Der Euromaidan als Inkubator einer „neuen Realität“


Was ist der Euromaidan und worin liegt sein Sinn? In den letzten Tagen konnte man viel darüber lesen und viele Antworten auf diese wichtige Frage hören. In der Regel beziehen sich mehr oder wenige ernsthafte Erklärungen auf die knifflige politische Prognose und die komplizierten sozialen und ökonomischen Berechnungen. Solche Kalkulationen zeigen plausibel, dass der studentische Enthusiasmus eine Sache ist und die Realität eine andere. Beide haben so gut wie nichts miteinander zu tun. Dieser Meinung sind die Herren – diese ernsthaften Analytiker. Aber sie irren sich gründlich!
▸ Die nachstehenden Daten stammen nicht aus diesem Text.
Issue #4728, opened 2021-04-11
ets:lookup_element/3 allocation bottleneck if called from multiple processes


vans163:
EDIT: TLDR, :ets.lookup_element for a large term (~60kb) causes memory allocations to spike and the dirty_schedulers to acquire locks trying to reserve ram from the kernel.  The system becomes stalled. This happens when over 7000 processes call into the same table (different rows but similar sized terms).

```elixir
    opt = [
      :public,
      :named_table,
      :ordered_set,
      {:write_concurrency, true},
      {:read_concurrency, true}
    ]
```

**Describe the bug**
We have been noticing large performance regressions when scaling out workloads.  Scaling being non-linear and exponentially poor.  Example 1000 sessions 5% cpu usage, 2000 10%, 5000 50% (critical level), 7000 100% (emulator is over 100%, many processes dont get scheduled).

I have drilled it down to the allocator.  I am not sure why, but allocations are global and it seems 1 (erlang) process is responsible for them, as soon the workload scales beyond the critical level, the global allocator cannot respond in time.  And everything exponentially slows down.

I am not sure on the solution for this, its very hard to find the cause of this as it does not appear on profiling tools when tracing a process.  Also allocator on msacc is pretty low,  the usage gets roilled into emulator/allocator.  

We have EPYC boxes with 64 cores and a high clocked 8core CPU outperforms the EPYC, due to it being able to process the allocations 2x faster which are the bottleneck.

min_heap_size does not seem to be a real solution when the allocation is huge like 2GB+. We have bumped min_heap_size on certain processes and indeed it did help get the allocator portion of msacc down.

**To Reproduce**
A simple way is create a large ets table of like 5000 records of total table size 4gb.  And call :ets.tab2list(),  this will cause a large allocation.   Then reduce the list into a new one.  Probably also would need to simulate a semi-real workload so all the schedulers are busy.

**Expected behavior**
What I would expect to happen is 1 scheduler out of say 64, to be maxed at 100%.

What happens is the entire VM on all 64 schedulers is 100% emulator usage across 64 cores. Starving all the other processes for scheduler time, and the lock seems deep too because the runqueue does not spike too much, but its clear the processes are not getting any scheduler time.

**Affected versions**
Erlang/OTP 23 [erts-11.2] [source] [64-bit] [smp:64:64] [ds:64:64:10] [async-threads:1] [hipe]

Interactive Elixir (1.11.4)

**Additional context**
[...]

PR #1790, opened 2018-04-19
Improve memory instrumentation

jhogberg:
This PR replaces the old memory instrumentation with a new implementation that scans carriers instead of wrapping `erts_alloc`/`erts_free`. The old implementation could not extract information without halting the emulator, had considerable runtime overhead, and the memory maps it produced were noisy and lacked critical information.

Since the new implementation walks through existing data structures there's no longer a need to start the emulator with special flags to get information about carrier utilization/fragmentation. Memory fragmentation is also easier to diagnose as it's presented on a per-carrier basis which eliminates the need to account for "holes" between `mmap` segments.

To help track allocations, each allocation can now be tagged with what it is and who allocated it at the cost of one extra word per allocation. This is controlled on a per-allocator basis with the `+M<S>atags` option, and is enabled by default for `binary_alloc` and `driver_alloc` (which is also used by NIFs).

The old interface has been removed since it can't be adapted to the new implementation and the module has always been experimental. It could coexist with the new one if we kept the old implementation around, but it will be removed unless someone makes a strong case for keeping it.

There's still some work left on the documentation, but with rc1 coming soon I figured it's best to get feedback as soon as possible.

---
#### Examples:

`instrument:carriers/0-1` return a list with information about each carrier's total size, combined allocation size, allocation count, whether it's in the migration pool, and a histogram of *free* block sizes (log2, the first interval ends at 512 by default).

In the example below, `ll_alloc` carrier has no free blocks at all, the  `binary_alloc` and `eheap_alloc` ones look healthy with a few very large blocks, and the `fix_alloc` carrier is somewhat fragmented with 22 free blocks smaller than 512 bytes (although this is not a problem for that allocator type).

```erlang
1> instrument:carriers().
{ok,{512,
     [{ll_alloc,1048576,0,1048344,71,false,{0,0,0,0,0,0,0,0,0,0,0,0,0,0}},
      {binary_alloc,1048576,0,324640,13,false,{3,0,0,1,0,0,0,2,0,0,0,0,0,0}},
      {eheap_alloc,2097152,0,1037200,45,false,{2,1,1,3,4,3,2,2,0,0,0,0,0,0}},
      {fix_alloc,32768,0,29544,82,false,{22,0,0,0,0,0,0,0,0,0,0,0,0,0}},
      {...}|...]}}
```

`instrument:allocations/0-1` return an allocation summary with histograms of *allocated* block sizes grouped by their origin and allocation type. The example below is taken with `+Muatags true` to track allocations on all allocator types.

[...]

PR #5187, opened 2021-09-06
Allocator instances for dirty schedulers

rickard-green:
Enabled using the following command line argument:

`+Mdai max|<amount>`

Set amount of dirty allocator instances used. Defaults to 0. That is, by default no instances will be used. The maximum amount of instances equals the amount of dirty CPU schedulers on the system.

By default, each normal scheduler thread has its own allocator instance for each allocator. All other threads in the system, including dirty schedulers, share one instance for each allocator. By enabling dirty allocator instances, dirty schedulers will get and use their own set of allocator instances. Note that these instances are not exclusive to each dirty scheduler, but instead shared among dirty schedulers. The more instances used the less risk of lock contention on these allocator instances. Memory consumption do however increase with increased amount of dirty allocator instances.


erts/emulator/beam/erl_msacc.c
```diff
@@ -364,20 +364,18 @@ erts_msacc_request(Process *c_p, int action, Eterm *threads)
...
 
-    *threads = erts_no_schedulers;
-    *threads += 1; /* aux thread */
+    *threads = erts_no_aux_work_threads;
 
     erts_atomic32_init_nob(&msaccrp->refc,(erts_aint32_t)*threads);
 
     erts_proc_add_refc(c_p, *threads);
 
     if (erts_no_schedulers > 1)
```
garazdawi, line 373: This condition is incorrect. I think it should be removed all together?

As it is now the emulator -> statistics_SUITE -> msacc testcase breaks when running using `+S 1`.

rickard-green: Thanks! Fixed now.

rickard-green: > Seems to me like the entire if should be removed?

Yes you are right, the whole if should be removed.

> Won't the fix you made break the case where we have only 1 aux thread and more than 1 schedulers?

No `erts_no_aux_work_threads` is always greater than 1 (threads handling aux work including schedulers) so it is an unnecessary test.

max-au:
Amount of allocations and deallocations stays roughly the same. `lcnt` complains about `alcu_allocator`, although I now suspect that problem happens due to general inefficiency of processes running large heaps. 
With default settings, single carrier block threshold (512k) is lower than 1 Mb. So every time GC happens, it means a new mmap, allocating many pages but not committing. Then, during GC, old heap is copied onto newly allocated heap, causing large amount of minor page faults (one per 4k page).
I am trying to figure out a test case for this PR, proving and explaining specific case when multiple dirty allocators make significant different, but so far unsuccessful.

I can paste lcnt/MSACC output with and without this PR (if it helps).

rickard-green:
Yes, please paste the lcnt output.

max-au:
Control node (single allocator instance):
```

        Thread    alloc      aux      bifbusy_wait check_io emulator      ets       gc  gc_full      nif    other     port     send    sleep   timers
Stats per type:
         async    0.00%    0.00%    0.00%    0.00%    0.00%    0.00%    0.00%    0.00%    0.00%    0.00%    0.00%    0.00%    0.00%  100.00%    0.00%
           aux   27.00%    3.38%    0.00%    0.00%    0.21%    0.00%    0.00%    0.00%    0.00%    0.00%    0.06%    0.00%    0.00%   69.37%    0.00%
dirty_cpu_sche    7.86%    0.00%    0.00%    0.00%    0.00%    0.04%    0.00%    7.47%    5.27%    0.00%    0.01%    0.00%    0.00%   79.34%    0.00%
dirty_io_sched    0.00%    0.00%    0.00%    0.00%    0.00%    0.00%    0.00%    0.00%    0.00%    0.03%    0.00%    0.00%    0.00%   99.97%    0.00%
          poll    0.52%    0.00%    0.00%    0.00%    2.83%    0.00%    0.00%    0.00%    0.00%    0.00%    0.00%    0.00%    0.00%   96.65%    0.00%
     scheduler    6.79%    0.37%   23.09%    0.00%    0.10%   41.76%   12.83%    7.54%    0.96%    1.58%    0.46%    1.07%    2.31%    1.10%    0.05%
```
LCNT (relevant part)
```
                       lock    id   #tries  #collisions  collisions [%]  time [us]  duration [%]
                      -----   ---  ------- ------------ --------------- ---------- -------------
             alcu_allocator    10    96707        12916         13.3558   32133181      771.8113
                  run_queue    38  4425716        14124          0.3191     468189       11.2455
```

Same node, same workload (~same performance), now with `+Mdai max`:
```

        Thread    alloc      aux      bifbusy_wait check_io emulator      ets       gc  gc_full      nif    other     port     send    sleep   timers
Stats per type:
         async    0.00%    0.00%    0.00%    0.00%    0.00%    0.00%    0.00%    0.00%    0.00%    0.00%    0.00%    0.00%    0.00%  100.00%    0.00%
           aux    4.47%   12.50%    0.00%    0.00%    0.01%    0.00%    0.00%    0.00%    0.00%    0.00%    3.10%    0.00%    0.00%   79.92%    0.00%
dirty_cpu_sche   21.88%    0.00%    0.00%    0.00%    0.00%    0.03%    0.00%    8.17%    5.95%    0.00%    0.01%    0.00%    0.00%   63.96%    0.00%
dirty_io_sched    0.00%    0.00%    0.00%    0.00%    0.00%    0.00%    0.00%    0.00%    0.00%    0.00%    0.00%    0.00%    0.00%  100.00%    0.00%
          poll    0.54%    0.00%    0.00%    0.00%    2.47%    0.00%    0.00%    0.00%    0.00%    0.00%    0.00%    0.00%    0.00%   96.99%    0.00%
     scheduler    6.32%    0.34%   26.11%    0.00%    0.09%   41.23%   12.03%    8.06%    1.00%    1.28%    0.48%    1.04%    1.94%    0.00%    0.06%
```

LCNT:
```
                       lock    id   #tries  #collisions  collisions [%]  time [us]  duration [%]
                      -----   ---  ------- ------------ --------------- ---------- -------------
                       mseg    37    23764        16190         68.1283  107373242     3229.7736
             alcu_allocator   334   173617         2210          1.2729   46857250     1409.4602
                  run_queue    38  3639436         5648          0.1552     148024        4.4525
```

Having multiple aux threads appears to trigger significant contention for mseg_allocator.
If I limit number of dirty allocators to 2, `mseg_alloc` is not contended, but `aux` threads are still utilised.

Results (again, same workload):

LCNT:
```
                       lock    id   #tries  #collisions  collisions [%]  time [us]  duration [%]
                      -----   ---  ------- ------------ --------------- ---------- -------------
             alcu_allocator    28   144129        17534         12.1655  224679296     7249.6766
                       mseg     3    36593        15014         41.0297    8116618      261.8971
                  run_queue    54  4570185        16518          0.3614     178884        5.7720
```

Inspecting it shows expected contention:
```
           lock            id  #tries  #collisions  collisions [%]  time [us]  duration [%] histogram [log2(us)]
          -----           --- ------- ------------ --------------- ---------- ------------- ---------------------
 alcu_allocator   eheap_alloc   11906         8924         74.9538  114779075     3703.5508 |      ..Xx.. ......xxxxXXx..  |
 alcu_allocator   eheap_alloc   11132         8219         73.8322  109890725     3545.8195 |      ..X..........xxxxXXx..  |
 alcu_allocator      sl_alloc   39338          365          0.9279       4024        0.1298 |      X.............          |
```

rickard-green:
Thanks! The mapping to `mseg` instance to use by dirty alloc instances was wrong, so all dirty allocator instances used the `mseg` instance for arbitrary threads instead of their own `mseg` instances. I'll push a fix later today.

rickard-green:
I've pushed the fix, but I haven't tested it yet, though.

rickard-green:
I've done some testing of the fix now and it seems to solve the issue.

max-au:
Confirming, `mseg` allocator lock contention is no longer visible. `alcu_allocator` lock contention went down:

```
                       lock    id  #tries  #collisions  collisions [%]  time [us]  duration [%]
                      -----   --- ------- ------------ --------------- ---------- -------------
             alcu_allocator   478  242331          603          0.2488    2373413       80.8481
                  run_queue    54 4395045         6657          0.1515     130074        4.4308
```

LCNT:
```
        Thread    alloc      aux      bifbusy_wait check_io emulator      ets       gc  gc_full      nif    other     port     send    sleep   timers
Stats per type:
         async    0.00%    0.00%    0.00%    0.00%    0.00%    0.00%    0.00%    0.00%    0.00%    0.00%    0.00%    0.00%    0.00%  100.00%    0.00%
           aux    0.92%    2.87%    0.00%    0.00%    0.00%    0.00%    0.00%    0.00%    0.00%    0.00%   13.71%    0.00%    0.00%   82.49%    0.00%
dirty_cpu_sche    1.32%    0.00%    0.00%    0.00%    0.00%    0.02%    0.00%    7.94%    5.90%    0.00%    0.01%    0.00%    0.00%   84.81%    0.00%
dirty_io_sched    0.00%    0.00%    0.00%    0.00%    0.00%    0.00%    0.00%    0.00%    0.00%    0.00%    0.00%    0.00%    0.00%  100.00%    0.00%
          poll    0.49%    0.00%    0.00%    0.00%    2.18%    0.00%    0.00%    0.00%    0.00%    0.00%    0.00%    0.00%    0.00%   97.33%    0.00%
     scheduler   10.12%    0.44%   20.69%    0.00%    0.05%   45.39%   10.13%    7.97%    0.85%    1.04%    0.37%    0.73%    2.18%    0.01%    0.04%
```

Side note, it hasn't helped this specific workload at all. The workload runs processes with large heaps (>1 Mb), and every GC turns to be extra expensive. It means jumps from normal to dirty scheduler and back. Dirty scheduler makes expensive allocation (of a single block carrier). Then GC copying data to the new heap is even more expensive due to large amount of minor page faults (currently BEAM supports only 4k memory pages, and it appears to lead to lock contention somewhere else (in kernel?)). Superpages (2Mb pages) could help to a degree. But GC for processes containing large amount of data on heap is very expensive.
So far we decided to utilise supercarrier to avoid minor page faults. It helps but has implications...

vans163:
This issue here does not seem to be fixed, https://github.com/erlang/otp/issues/4728#issuecomment-821292654 but its a huge step forward definitely.

Checking out this branch and running with `iex --sname test --erl '+Mdai max'`
image

The emulator is able to get 95% usage now (its not waiting for alloc on the dirties) and the dirties spend 45% of their time in GC.

The total system cpu is still stuck waiting for kernel locks (total system CPU utilization is below 30% but beam is at 100%), which is the same as without using the `+Mdai max`, its just the cpu usage moved from the `alloc on dirties` to the `emulator on schedulers` .

----

`iex --sname test --erl '+Mdai max +MMscs 96000'`

Using a large supercarrier makes things interesting now while checking the run_queue it has bursts of brilliance so the run queue is at 0-100 for some 5 seconds, then spikes for 3000+ (there are 10k processes running in the example linked) then clears up back to 0-100
```elixir
:erlang.statistics(:total_run_queue_lengths)
```
Virt is at 130gb (the system has 126G ram) so it seems it keeps hitting a ceiling on the maximum memory it can address.

```elixir
Enum.each 1..30, fn(_)->
  Process.sleep(1000)
  runq = :erlang.statistics(:total_run_queue_lengths)
  IO.inspect {DateTime.utc_now(), runq}
end
```
```
{~U[2021-11-03 22:34:50.652249Z], 127}
{~U[2021-11-03 22:34:51.712489Z], 96}
{~U[2021-11-03 22:34:52.776392Z], 10}
{~U[2021-11-03 22:34:53.781926Z], 0}
{~U[2021-11-03 22:34:54.784176Z], 0}
{~U[2021-11-03 22:34:55.831824Z], 569}
{~U[2021-11-03 22:34:57.476933Z], 4106}
{~U[2021-11-03 22:34:58.918308Z], 3863}
{~U[2021-11-03 22:35:00.548597Z], 3455}
{~U[2021-11-03 22:35:01.963742Z], 1941}
{~U[2021-11-03 22:35:03.628905Z], 1828}
{~U[2021-11-03 22:35:04.974563Z], 1151}
{~U[2021-11-03 22:35:06.485571Z], 1153}
{~U[2021-11-03 22:35:08.286411Z], 949}
{~U[2021-11-03 22:35:09.793041Z], 720}
{~U[2021-11-03 22:35:10.834515Z], 119}
{~U[2021-11-03 22:35:11.861284Z], 2}
{~U[2021-11-03 22:35:12.869329Z], 5}
{~U[2021-11-03 22:35:13.871627Z], 0}
{~U[2021-11-03 22:35:15.071407Z], 1592}
{~U[2021-11-03 22:35:16.716128Z], 3855}
{~U[2021-11-03 22:35:18.331870Z], 3472}
{~U[2021-11-03 22:35:19.821004Z], 2145}
{~U[2021-11-03 22:35:20.993760Z], 1509}
{~U[2021-11-03 22:35:22.276291Z], 1497}
{~U[2021-11-03 22:35:23.670082Z], 1041}
{~U[2021-11-03 22:35:24.908241Z], 1023}
{~U[2021-11-03 22:35:26.117832Z], 993}
{~U[2021-11-03 22:35:27.272381Z], 433}
{~U[2021-11-03 22:35:28.390729Z], 419}
```
image
We can see virt always pushing to reach 141G before dropping to around 126G. Res stayed fixed at 64G.

70-75% of the system itself is idle while the emu is at 0% idle.
image

No pressure on the CPU or memory
```
root@a ~ # cat /proc/pressure/cpu
some avg10=6.34 avg60=5.72 avg300=5.18 total=1154577495
full avg10=0.00 avg60=0.00 avg300=0.00 total=718162792
root@a ~ # cat /proc/pressure/memory 
some avg10=0.00 avg60=0.00 avg300=0.00 total=0
full avg10=0.00 avg60=0.00 avg300=0.00 total=0
```
-------
 
So I think that this PR takes the load off the allocator on the dirties, but there are underlying issues, its still mapping a ton of virtual memory and waiting for kernel locks (when there is over 65gb RES available to use, why is it trying to map more virt?)

The benchmark itself is very simple 10,000 processes call `map = :ets.lookup_element(Bench, "1", 2)` where the term returned is a size 63 binary, once per second.

rickard-green:
Current implementation of garbage collection has not been optimized for processes with large heaps. Moving garbage collection of such processes to dirty schedulers was not in order to improve performance of such processes, but instead to prevent such processes from destroying system characteristics of the system as a whole. Unfortunately there is no quick fix that will improve performance and memory consumption of such processes. It will be quite a large task to implement a garbage collection optimized for such processes and currently we have not prioritized this. The general design recommendation has for ever (or at least a very long time) been to design systems with processes not consuming large amounts of memory. That recommendation will still remain as such until we get the time to optimize this. I've written an issue #5396 about this. At some point we will prioritize this, but I cannot say when.

rickard-green:
@max-au wrote:
> So far we decided to utilise supercarrier to avoid minor page faults. It helps but has implications...

Please list issues you've encountered by using the super carrier. We know of a few, like it being protected by a global lock that might cause scaling issues and that sizing of it might not be easy for the user, but you might have encountered issues we are not aware of. If so, it would be good for us to know about them.

max-au:
> Before there was a decent module to do this (it would flag each term allocated if beam was compiled with a special flag) but it was removed in OTP 21 or somewhere around there.

Do you happen to remember that module? Since we face this problem (memory profiling) quite often, it'd be interesting to find some inspiration.

vans163:
> > Before there was a decent module to do this (it would flag each term allocated if beam was compiled with a special flag) but it was removed in OTP 21 or somewhere around there.
> 
> Do you happen to remember that module? Since we face this problem (memory profiling) quite often, it'd be interesting to find some inspiration.

Its the instrument module but for OTP20, in OTP21 it was rewritten and most of the features got removed. 

Here is a link to the OTP20 docs for it http://erlang.org/documentation/doc-9.3/lib/tools-2.11.2/doc/html/instrument.html

I believe I used it like..

```
MemData = instrument:memory_data()
ComplexTerm = instrument:descr(MemData)
```
Then ComplexTerm is very nice, it has the # of refs to the term the pid holding the term and the terms location in memory (I dont know of any other tool that does this after OTP21, excluding GDB as its hard to wire that up to a live node)

You can then read the terms location in memory to get the actual erlang term.

```
cat /proc/{beam_pid}/mem
OR
file api to read/seek
```

rickard-green:
That instrumentation was replaced by a new instrumentation implemented in #1790. The old instrumentation was written before the smp support and suffered from severe lock contention issues, so it could typically not be run on any real systems. We never found it that useful and especially not the memory map of the whole system. We think the new instrumentation gives you better abilities to find where things originates from and you are able to use it without the system choking on locks.

vans163:
> That instrumentation was replaced by a new instrumentation implemented in #1790. The old instrumentation was written before the smp support and suffered from severe lock contention issues, so it could typically not be run on any real systems. We never found it that useful and especially not the memory map of the whole system. We think the new instrumentation gives you better abilities to find where things originates from and you are able to use it without the system choking on locks.

But the new module does not allow you to pinpoint the exact terms that are problematic (holding refs or too many), it just gives you an overall summary which is not very helpful.  Having the exact term and what process created it allows one to very quickly narrow down where the term came from.  For example we quickly found issues where too many json strings were sitting on the binheap because 1 value from the json was written to ets and the process that created the was still alive.  A `binary:copy/1` for the value fixed that quickly. Another case was way too many terms in the heap that came from a ets table, the process in question was reading from the ets table in a loop, making it do a `lookup_element` for a primitive term solved that one.

The current instrument module would not allow you to get this kind of information unless I am missing some of its features.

Die ehrenwerten ökonomisch-politischen Überlegungen gehen über die Wirklichkeit hinaus, die uns gerade umgibt. Meiner Meinung nach besteht der Sinn des Euromaidan genau darin, dass er imstande ist, diese Wirklichkeit zu verändern. Wie? Indem er zuerst die Menschen ändert.

Der Sinn und die Bedeutung des Euromaidan liegt weder in den richtig gewählten Aktionsplänen noch in realistisch gestellten Aufgaben. Sein Wesen ist in ihm selbst. Er ist ein Wert an sich, dessen Vorhandensein imstande ist, die uns umgebende Welt zu verändern. Erinnern wir uns an die studentische Bewegung des Jahres 1968. Hatten sie irgendeine konkrete ökonomisch-politische Auswirkung? Wie die Historiker belegen, gab es eher Niederlagen. Nach der Begeisterung kam die Reaktion. Jedoch verstehen wir erst heute, dass der Wert der damaligen Ereignisse darin besteht, dass die Welt danach nicht mehr ist wie sie früher war. Wenige Studenten der Sorbonne veränderten die Realität. Die Unterdrückung blieb, jedoch die Autoritäten fielen. Man konnte freier atmen. Und in dieser neuen Luft entstanden ganz andere Menschen. Das ist das Hauptresultat der Maiereignisse des Jahrs 1968.

Was die Autoritäten betrifft, denke ich, geht es auf dem ukrainischen Maidan auch heute noch um sie. Genauer gesagt, geht es um die Abschied von ihnen. Ich meine nicht nur die personalen Autoritäten, sondern auch die Autorität der Unterdrückung, d. h. die bestimmter Werte, bestimmter Verletzungen, bestimmter unsichtbarer Banalitäten.

Janukowytsch konnte nicht mehr zum Lachen reizen, als sich in der Rolle des „Vaters des Volkes“ an die Ukrainer zu wenden. Aber in dramaturgischer Hinsicht ist das relativ gut gelungen: Einerseits gibt es „den Vater“ in der Uschanka (Pelzmütze mit Ohrenklappen), andererseits gibt es den „Rotzjungen“ mit Fahnen und Tanz. Wer wird in dieser Situation auf die „Rotzjungen“ setzen? Tatsache ist, dass diese „Rotzjungen“ nur auf sich selbst setzen. Sie brauchen keine Leitung. Wenn sie auf dem Maidan auftreten, werden sie die Rotznasigkeit los, indem sie mit einer dialektischen Methode den „Vater Janukowytsch“ auf der evolutionär überholten postsowjetischen Stufe der Entwicklung zurücklassen. Und das ist wunderbar!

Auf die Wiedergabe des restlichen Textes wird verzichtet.